“想要殺死我?”
面對賈赦的狂妄言論,冕下絲毫不在意,嘴角甚至還泛起一抹輕蔑的笑容。
“真是痴心妄想啊,百年來想要殺死我的人有不少,但是,我如今還在這裡,那麼,你知道那些人去了何處嗎?”
儘管深陷賈赦的領域,儘管此時此刻天地萬物都流露出對他的惡意,但這位曾經在無數國民的香火供奉中感悟過善,品味過惡的男人,又怎會被這些最單純的慾望所打動或畏懼呢?
冕下,閒庭信步之間,向前邁動腳步。
與此同時,那牽連著整個國家的嫋嫋香火氣息,竟從那座已被冕下氣息錘鍊了百年之久,已經跟冕下氣息完全相連的神像之中飄逸而出,如輕煙般纏繞在這個不知不覺間已與神像等高的男人身上,將他襯托得宛如一尊神佛降臨世間。
只可惜,身形高大並不一定代表能取得勝利。
畢竟,神像倘若僅僅只是泥土塑造而成,又怎能抵禦得住刀槍劍戟的攻擊!
賈赦猛地跺了一下腳,藉助地面反作用力猛然躍起,掄起拳頭便朝冕下面門狠狠砸去。
而冕下同樣是揮拳,迎向了賈赦。
一大一小兩個拳頭所碰撞出來的音爆幾乎要將這個被他們當成戰場的宮殿給掀翻,但是,對於此地的飄揚,兩個男人都不在意——只要勝了,他們可以在宮殿的原址之上重新再建十個,百個宮殿,毀掉一個又算得了什麼。
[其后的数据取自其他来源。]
PR #1607, opened 2019-11-06
Deployment fixes for attestation-service

nambrot:
### Description

This PR includes various fixes to make the attestation-service actually operational. Before, I mostly tested that the service would run, but only with #1578 I was able to actually test it end-2-end. Specifically, we know have a helm-hosted postgres database all attestation service instances share. I could not make a dynamic password work, so for now, it is hardcoded to `password`, which should be fine for our testnets as the postgres service is a `ClusterIP` service.

### Tested

- [x] on `namoffchainreveal`


packages/celotool/src/lib/attestation-service.ts
```diff
@@ -43,6 +44,10 @@ function helmParameters() {
     )}"`,
     `--set geth.validators="${fetchEnv(envVar.VALIDATORS)}"`,
     `--set domain.name=${fetchEnv(envVar.CLUSTER_DOMAIN_NAME)}`,
+    `--set global.postgresql.postgresqlDatabase=AttestationService`,
```
jmrossy, line 47: Is a shared global db the long term plan or a stop gap?

packages/celotool/src/lib/attestation-service.ts
```diff
@@ -31,6 +31,7 @@ function helmParameters() {
     `--set domain.name=${fetchEnv(envVar.CLUSTER_DOMAIN_NAME)}`,
     `--set celotool.image.repository=${fetchEnv('CELOTOOL_DOCKER_IMAGE_REPOSITORY')}`,
     `--set celotool.image.tag=${fetchEnv('CELOTOOL_DOCKER_IMAGE_TAG')}`,
+    `--set mnemonic="${fetchEnv('MNEMONIC')}"`,
```
tkporter: nit: `envVar.MNEMONIC`

tkporter (approved):

packages/celotool/src/lib/attestation-service.ts
nambrot: I'd say since this is only used for our testnets it is an acceptable solution for now? We currently use it only for a mutex around attestations so I think it's fine for now? Will change if requirements do

PR #1616, opened 2019-11-06
[BlockchainApi] Hotfix secrets not present when deploying to App Engine

jeanregisser:
### Description

Hotfix following #1581

Secrets were missing once deployed to App Engine.

This is because dynamically required files don't get copied to the dist folder.
So here we use a static import and create a dummy secrets.json for environments that are not trusted.

### Tested

Ran the tests with and without being able to decrypt `secrets.json.enc`
Ran locally.
Deployed to integration successfully.

### Other changes

N/A

### Backwards compatibility

Yes

### DIFF
--- a/packages/blockchain-api/package.json
+++ b/packages/blockchain-api/package.json
@@ -14,7 +14,8 @@
     "build": "tsc -p .",
     "clean": "rm -rf dist coverage",
     "gcp-build": "npm run build",
-    "deploy": "./deploy.sh"
+    "deploy": "./deploy.sh",
+    "postinstall": "test -f src/secrets.json || echo \"{}\" > src/secrets.json"
   },
   "dependencies": {
     "@celo/contractkit": "0.1.6",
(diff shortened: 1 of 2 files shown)


jmrossy (approved):

packages/blockchain-api/package.json
```diff
@@ -14,7 +14,8 @@
     "build": "tsc -p .",
     "clean": "rm -rf dist coverage",
     "gcp-build": "npm run build",
-    "deploy": "./deploy.sh"
+    "deploy": "./deploy.sh",
+    "postinstall": "test -f src/secrets.json || echo \"{}\" > src/secrets.json"
```
martinvol, line 18: The way to do this is contemplated here: https://github.com/celo-org/celo-monorepo/blob/master/scripts/create_key_templates.sh (although it's not well documented)

jeanregisser: Great thanks, gonna change it to this then!

martinvol: 🙌

PR #1621, opened 2019-11-06
Decentralized secret templates

jeanregisser:
### Description

Following @martinvol's [comment](https://github.com/celo-org/celo-monorepo/pull/1616#discussion_r343225088), I wanted to use the existing template mechanism to place the `secrets.json` for blockchain-api.
I noticed however that all templates were in the same folder and `secrets.json` was already used for the mobile project.

I took this as an opportunity to decentralize this a little bit by using a filename convention.
Whenever you need a template for some encrypted file listed in `scripts/key_placer.sh`, add it next to the `xxx.enc` file.

For instance if you have `packages/my_project/secrets.json` listed in `scripts/key_placer.sh`, you can create `packages/my_project/secrets.json.template` with the public template content you want and it will be automatically placed if you don't have access to decryption keys.

Let me know what you think.

### Tested

Ran `yarn keys:decrypt` with and without having access to our keyring.
Templates are correctly used when I don't have access to our keyring.

### Other changes

N/A

### Backwards compatibility

Yes


package.json
```diff
@@ -20,7 +20,6 @@
     "report-coverage": "yarn run lerna run test-coverage",
     "test:watch": "node node_modules/jest/bin/jest.js --watch",
     "postinstall": "yarn run lerna run postinstall && patch-package && yarn keys:decrypt",
-    "preinstall": "bash scripts/create_key_templates.sh",
```
martinvol, line 23: Not really sure if this is a good practice, but the reason this is in the preinstall is in case some dependency needs this for yarning or build. In case what I just said doesn't make any sense, then just 🚢

martinvol (approved):

jmrossy (approved):

package.json
jeanregisser: It totally makes sense and I was also concerned by this when I made the change.
I think it's ok for now and we can revisit if it causes an issue later.

PR #1622, opened 2019-11-06
Prettify Solidity files

nambrot:
### Description

As a constant violator of the Solidity Style Guide (@asaj can attest to this fact), I told myself: "No more!". Hence this PR adds `prettier-solidity` which will prettify our `.sol` files so that future generations shall no longer need to live in fear of style guide violations!

It was actually incredibly easy, there was only 1 place where I needed to add a `// prettier-ignore`

### Tested

- CI

### Backwards compatibility

- I believe they should be

### DIFF
--- a/packages/protocol/contracts/common/linkedlists/AddressSortedLinkedListWithMedian.sol
+++ b/packages/protocol/contracts/common/linkedlists/AddressSortedLinkedListWithMedian.sol
@@ -1,15 +1,13 @@
 pragma solidity ^0.5.3;
 
-import "openzeppelin-solidity/contracts/math/SafeMath.sol";
-import "./AddressLinkedList.sol";
-import "./SortedLinkedListWithMedian.sol";
-
+import 'openzeppelin-solidity/contracts/math/SafeMath.sol';
+import './AddressLinkedList.sol';
+import './SortedLinkedListWithMedian.sol';
 
 /**
  * @title Maintains a sorted list of unsigned ints keyed by address.
  */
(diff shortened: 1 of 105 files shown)


asaj (commented):
❤️ 

Can we do some configuration in prettierrc? For example, double instead of single quotes? You can see an example of overrides for solidity here: https://github.com/prettier-solidity/prettier-plugin-solidity

packages/protocol/contracts/common/linkedlists/AddressSortedLinkedListWithMedian.sol
```diff
@@ -155,16 +139,15 @@ library AddressSortedLinkedListWithMedian {
...
-  )
+  function getElements(SortedLinkedListWithMedian.List storage list)
     public
     view
     returns (address[] memory, uint256[] memory, SortedLinkedListWithMedian.MedianRelation[] memory)
   {
     bytes32[] memory byteKeys = list.getKeys();
     address[] memory keys = new address[](byteKeys.length);
     uint256[] memory values = new uint256[](byteKeys.length);
+    // prettier-ignore
```
asaj, line 150: Why do we need this?

nambrot: Prettier was unable to produce the line below, instead trying to put everything on a single line except `keys.length` on the next line, which then violated out max-line-length on our lint, so this seemed like the best trade-off

nambrot:
Screwed up with my git-fu, reopened at #1623

PR #1623, opened 2019-11-06
Prettify Solidity files

nambrot:
### Description

As a constant violator of the Solidity Style Guide (@asaj can attest to this fact), I told myself: "No more!". Hence this PR adds `prettier-solidity` which will prettify our `.sol` files so that future generations shall no longer need to live in fear of style guide violations!

It was actually incredibly easy, there was only 1 place where I needed to add a `// prettier-ignore`

### Tested

- CI

### Backwards compatibility

- I believe they should be


nambrot:
@asaj I looked at the linked override at https://github.com/prettier-solidity/prettier-plugin-solidity#vscode, I wasn't sure if that's what we wanted, for example a width of 80 (instead of the 100) that we have been using. Both numbers seemed appropriate, so I kept 100 as it was less churn. Same with tabs/spaces, just kept the default

asaj:
> @asaj I looked at the linked override at https://github.com/prettier-solidity/prettier-plugin-solidity#vscode, I wasn't sure if that's what we wanted, for example a width of 80 (instead of the 100) that we have been using. Both numbers seemed appropriate, so I kept 100 as it was less churn. Same with tabs/spaces, just kept the default

+1 to sticking with our defaults here

asaj (approved):

PR #1624, opened 2019-11-07
Allow validator groups to update their commission

### LINKED ISSUE #1374: Users should be able to set and query the commission rate on groups
### Expected Behavior

Add function to set commission for a group on `Validators.sol`

Users should be able to query the group commission rate and, if they are the owner of the group, set the commission rate through the CLI.

### Current Behavior

Users cannot  query or set commission rates.

asaj:
### Description

This PR adds a function to allow validator groups to update their commission, as well as a corresponding command in celocli.

### Tested

Contract and contractkit unit tests.

### Other changes
- Remove out of date CLI example

### Related issues

- Fixes #1374 

### Backwards compatibility

Technically yes, though the smart contract was changed.


packages/contractkit/src/wrappers/Validators.test.ts
```diff
@@ -86,6 +86,16 @@ testWithGanache('Validators Wrapper', (web3) => {
...
   })
 
+  test('SBAT updateCommission', async () => {
+    const groupAccount = accounts[0]
+    await setupGroup(groupAccount)
+    await (await validators.updateCommission(new BigNumber(0.2))).sendAndWaitForReceipt({
+      from: groupAccount,
+    })
+    const commission = (await validators.getValidatorGroup(groupAccount)).commission
+    expect(commission.toFixed()).toEqual('0.2')
```
nategraf: Could you add an `expect` for commission either in this test or the `setupGroup` function to ensure that the is what you expect before the change (i.e. not `0.2`)

packages/protocol/contracts/governance/Validators.sol
```diff
@@ -651,6 +652,23 @@ contract Validators is
     return true;
   }
 
+  /**
+   * @notice Updates a validator group's commission.
+   * @param commission Fixidity representation of the commission this group receives on epoch
+   *   payments made to its members.
```
nategraf: I note about the range may be helpful.
```suggestion
   *   payments made to its members. In the range 0 to 1 inclusive.
```

nategraf (approved):
Nice!

packages/cli/src/commands/validatorgroup/commission.ts
```diff
@@ -0,0 +1,28 @@
...
+  static examples = [
+    'commission --from 0x47e172F6CfB6c7D01C1574fa3E2Be7CC73269D95 --commission 0.1',
+  ]
+
+  async run() {
+    const res = this.parse(ValidatorGroupCommission)
+
+    this.kit.defaultAccount = res.flags.from
+    const validators = await this.kit.contracts.getValidators()
+    const tx = await validators.updateCommission(new BigNumber(res.flags.commission))
```
mcortesi: can you add "checks" ?

packages/contractkit/src/wrappers/Validators.test.ts
mcortesi: there's a  `expect().toEqBigNumber` in contractKit that you can use (no need to import or anything)

mcortesi (approved):

PR #1629, opened 2019-11-07
[Wallet] Set default gradle properties

jeanregisser:
### Description

Set default gradle properties (JVM memory and enabling parallel).
This is so the app compiles fine even if the developer didn't set `GRADLE_OPTS` in their environment.

### Tested

App compiles fine.

### Other changes

N/A

### Backwards compatibility

Yes.


cmcewen:
Will this overwrite the values we set in CI? circle has different limits so just want to make sure it'll still work okay

martinvol (commented):
Maybe you can delete the references to this env variable in the CircleCI testes.
Here: https://github.com/celo-org/celo-monorepo/blob/a5cc546a4f2c8b50711d4db9d2ff8c43cac6dbe8/.circleci/config.yml#L16
and here: https://github.com/celo-org/celo-monorepo/blob/a5cc546a4f2c8b50711d4db9d2ff8c43cac6dbe8/.circleci/config.yml#L32

jeanregisser:
@cmcewen apparently gradle.properties have precedence over `GRADLE_OPTS` according to https://docs.gradle.org/current/userguide/build_environment.html

jmrossy (approved):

但是,巨人的邁步都可能損傷到螻蟻,更何況兩個可怕的近乎於神的男人的碰撞呢!
應督主一把抓住了勉強還活著的茜香國國主,頭也不回地從這個宮殿之中踉蹌跑出。當然,不是因為應督主和這位造反的茜香國國主的情誼有多麼深厚,而是應督主知道,對於他身後的主子來說,這個半死不活的傢伙是實行將整個茜香國化作傀儡的重要道具,損傷不得。
“賈恩侯,要殺就快殺,在這裡玩鬧是幾個意思。”
見過賈赦在皇宮大內之中發飆的景象,自然也就知道賈赦現在在玩耍。
但是,現在可不是玩耍的時候。
應督主看著那個在與巨人的拳頭碰撞也不落下風,臉上還露出歡快的笑容的男人,還是忍不住叫了起來。只是,在下一刻,一塊石頭擦著應督主的耳朵砸在了地上,硬生生將上好的磚石砸出了一個大坑。
“賈赦,你!”應督主摸了摸自己耳邊因為巨石擦過而流出的鮮血,眼睛一下子就眯了起來。但是,現在,迫於這位茜香國國教冕下的壓力,這位應督主只能夠收斂自己的脾氣,咒罵了一聲之後,就帶著已經像是死屍一樣的茜香國國主遠離了這個戰場。
剛才的那塊石頭,是警告——再不離開就會死。
應督主不傻,他還是看得出來的。
畢竟,應督主也是從底層爬上來的,自然也會察言觀色。
只是,這些年,隨著他登上了督主的位置,皇宮大內之中除了當今,太上皇和少有的幾位大監,他需要觀察他們的臉色行事以外,應督主已經成為了手底下人需要去揣測他的心意的存在。
本來以為自己即便是在外也能夠享受到在皇城之中的待遇的應督主被賈赦上了一課——賈赦用暴力和生命威脅告訴了應督主,在一個人缺少了力量的情況下,他的生命都可能在強者的不經意之間被奪走。
“好了,弱者已經離開了,不用再偽裝了,神明~”
嘴角的揶揄和嘲諷沒有減弱半分,甚至因為身邊礙事的傢伙已經離開,賈赦更加肆無忌憚地解放自己的力量。不自覺間,賈赦手上的力量又大了三分,甚至也不再做什麼碰撞之後無所謂的後退卸力了。